ProAudioShack will be interviewing Jacob Hansen.

Mr. Hansen has been around for a while. His first works as a producer are dated back in the early '90. Now, in his Hansen Studios he is recording, mixing, and producing some of the best european rock and metal bands. His references include: Volbeat, Rob Rock, Hatesphere, etc...

PAS members are most welcome to post here question-ideas about recording/mixing techniques, production tips&hints, personal sound tastes, general studio life style, you name it (don't be too personal ).

So... your turn to write something in this thread!:sweat:

Cheers,
-Marco


----------



## ngarjuna

Welcome to Pro Audio Shack, Jacob! Thanks a lot for taking the time to answer questions here, much appreciated.

I have question about the changing music industry. We often hear from American industry people how much the industry is changing and the ongoing debates about copyright infringement and piracy, the ubiquity of the internet and the overall decreasing value of music amongst listeners. How have these issues impacted the European music industry generally and your work specifically?


----------



## marco_ktl

Here are my questions:


What steps do you follow when you have to deal with first-studio-experience bands?
What was your most ridiculous experience you had in the studio? 
How does analogue and digital equipment merge in your signal path when recording or mixing?
What are your ”first choice” of microphones and preamps when starting a new project?
To trigger or not to trigger?
What's the most important thing to remember when you are mixing? 
Which record you didn't produce would you have loved to produce, and why?
Which record you produced would you love to re-do, and why?
Has ”preset” killed sound personality?
In what way your experience as a musician interacts with your producer's mind?


-Marco


----------



## sss

*85 dB SPL ?*

Hi Jacob,

I would like to get the explanation why people suggest us to listening monitor at 85 dB SPL ? I feel it just too loud.. Thanks a lot


----------



## immortalgropher

What's the funniest event that has happened during any of your sessions?


----------



## ngarjuna

Another question:

What's your take on the "Loudness Wars" in mastering and how they've particularly impacted your genre?


----------



## immortalgropher

How's the interview coming along?!


----------



## marco_ktl

AstralPlaneStudios said:


> How's the interview coming along?!


I think I'll wait a couple more days to see if someone has more questions and then I will mail him what we have here!

-Marco


----------



## marco_ktl

Hey all,
I think it's time to send the questions to mr. Hansen!
Tomorrow I will mail them...
If someone has some last minute questions, please post them now! 

Cheers,
-Marco


----------



## marco_ktl

*Jacob Hansen answers.*

*-What steps do you follow when you have to deal with first-studio-experience bands?*
I explain them as much as possible, and I also talk a lot about my experiences in the music business, if they want me to. It's sometimes very rewarding working with new bands, as they're most of the time very interested in using my expertise.

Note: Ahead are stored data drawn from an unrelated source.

PR #821, opened 2021-12-07
Adding new items to the PR checklist.

rdeassis:
### Platforms Impacted
- [x] iOS
- [x] macOS

### Description of changes

In light of the evolution of Apple's technology and the addition of new features to the FluentUI library, some new PR validation checklist items are being suggested:

### Verification

This list is open for discussion and suggestions. Feel free to provide your thoughts on it.

### Pull request checklist

This PR has considered:

###### Microsoft Reviewers: [Open in CodeFlow](https://portal.fabricbot.ms/api/codeflow?pullrequest=https://github.com/microsoft/fluentui-apple/pull/821)

### DIFF
--- a/.github/PULL_REQUEST_TEMPLATE.md
+++ b/.github/PULL_REQUEST_TEMPLATE.md
@@ -18,7 +18,11 @@
 
 This PR has considered:
 - [ ] Light and Dark appearances
+- [ ] iOS supported versions (all major versions greater than or equal current target deployment version)
 - [ ] VoiceOver and Keyboard Accessibility
 - [ ] Internationalization and Right to Left layouts
 - [ ] Different resolutions (1x, 2x, 3x)
 - [ ] Size classes and window sizes (iPhone vs iPad, notched devices, multitasking, different window sizes, etc)
+- [ ] iPad Pointer interaction
+- [ ] SwiftUI consumption (validation or new demo scenarios needed)
+- [ ] Design tokens validation (customization or override of design tokens)
--- a/.github/PULL_REQUEST_TEMPLATE.md
+++ b/.github/PULL_REQUEST_TEMPLATE.md
@@ -24,5 +24,5 @@ This PR has considered:
 - [ ] Different resolutions (1x, 2x, 3x)
 - [ ] Size classes and window sizes (iPhone vs iPad, notched devices, multitasking, different window sizes, etc)
 - [ ] iPad [Pointer interaction](https://developer.apple.com/documentation/uikit/pointer_interactions)
-- [ ] SwiftUI consumption (validation or new demo scenarios needed)
+- [ ] [SwiftUI](https://developer.apple.com/tutorials/swiftui) consumption (validation or new demo scenarios needed)
 - [ ] Objective-C exposure (provide it only if needed)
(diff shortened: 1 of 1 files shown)


harrieshin:
without actual public document of the design token info, I am not sure people would know what they need to check.

harrieshin:
same comment for SwiftUI validation. iPad Pointer maybe we can point to apple doc what it is...

rdeassis:
> same comment for SwiftUI validation. iPad Pointer maybe we can point to apple doc what it is...

How about adding linking this URL in the checklist item?
https://developer.apple.com/documentation/uikit/pointer_interactions

rdeassis:
> without actual public document of the design token info, I am not sure people would know what they need to check.

I see your point on not listing design tokens if there's no public documentation on our end. I can remove it.

SwiftUI seems to me as a different case as we're shipping SwiftUI controls on main. Thoughts?

harrieshin:
> > without actual public document of the design token info, I am not sure people would know what they need to check.
> 
> I see your point on not listing design tokens if there's no public documentation on our end. I can remove it.
> 
> SwiftUI seems to me as a different case as we're shipping SwiftUI controls on main. Thoughts?

I think there should some guidance here. make sure UIKit and swiftui apps can use our component. similar to objc and swift clients. but I don't know it is obvious to the community.

mischreiber:
> > > without actual public document of the design token info, I am not sure people would know what they need to check.
> > 
> > 
> > I see your point on not listing design tokens if there's no public documentation on our end. I can remove it.
> > SwiftUI seems to me as a different case as we're shipping SwiftUI controls on main. Thoughts?
> 
> I think there should some guidance here. make sure UIKit and swiftui apps can use our component. similar to objc and swift clients. but I don't know it is obvious to the community.

Interesting point: our test app generally does not exercise any of our components' Objective-C interops. It's a bit of a hole, but it would be quite a bit more work to fully test everything across all three possible consumption models:
- SwiftUI
- UIKit (Swift)
- UIKit (Objective-C)

But maybe I just talked myself into wanting that?

rdeassis:
> > > > without actual public document of the design token info, I am not sure people would know what they need to check.
> > > 
> > > 
> > > I see your point on not listing design tokens if there's no public documentation on our end. I can remove it.
> > > SwiftUI seems to me as a different case as we're shipping SwiftUI controls on main. Thoughts?
> > 
> > 
> > I think there should some guidance here. make sure UIKit and swiftui apps can use our component. similar to objc and swift clients. but I don't know it is obvious to the community.
> 
> Interesting point: our test app generally does not exercise any of our components' Objective-C interops. It's a bit of a hole, but it would be quite a bit more work to fully test everything across all three possible consumption models:
> 
> * SwiftUI
> * UIKit (Swift)
> * UIKit (Objective-C)
> 
> But maybe I just talked myself into wanting that?

I think this is a list of potential applicable tests/validations to a specific change. Not a list of mandatory test gate that all PRs need to go through.

I agree that testing all the items irrespective of the change being made is too much work with no real accomplishment.

I added the Objective-C item as the UIKit one is just the standard.

mischreiber (approved):

sophialee0416:
I know this is already approved but should we also consider pod lib lint verification in the checklist or is that an unspoken rule?

rdeassis:
> I know this is already approved but should we also consider pod lib lint verification in the checklist or is that an unspoken rule?

I think it'd be worth adding if it was not part of our PR validation checks.
Now that pod lib lint runs when we create PRs, it should cover the scenario.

*-What's the funniest event that has happened during any of your sessions?*
There's been so many. I often laugh at these people who arrogantly THINK they know a lot about studio work, but fails completely. Once I was asked by a band how we could get that "airy" sound of big production albums. This was in the late 80's early 90's. This band member had this vision that if we used a 24-track reel-to-reel and SKIPPED every second track (kept it blank), we'd get some more air in the recording. I also had a great time reading all of Bob Clearmountain's anecdotes in the same vein. Quite amusing. 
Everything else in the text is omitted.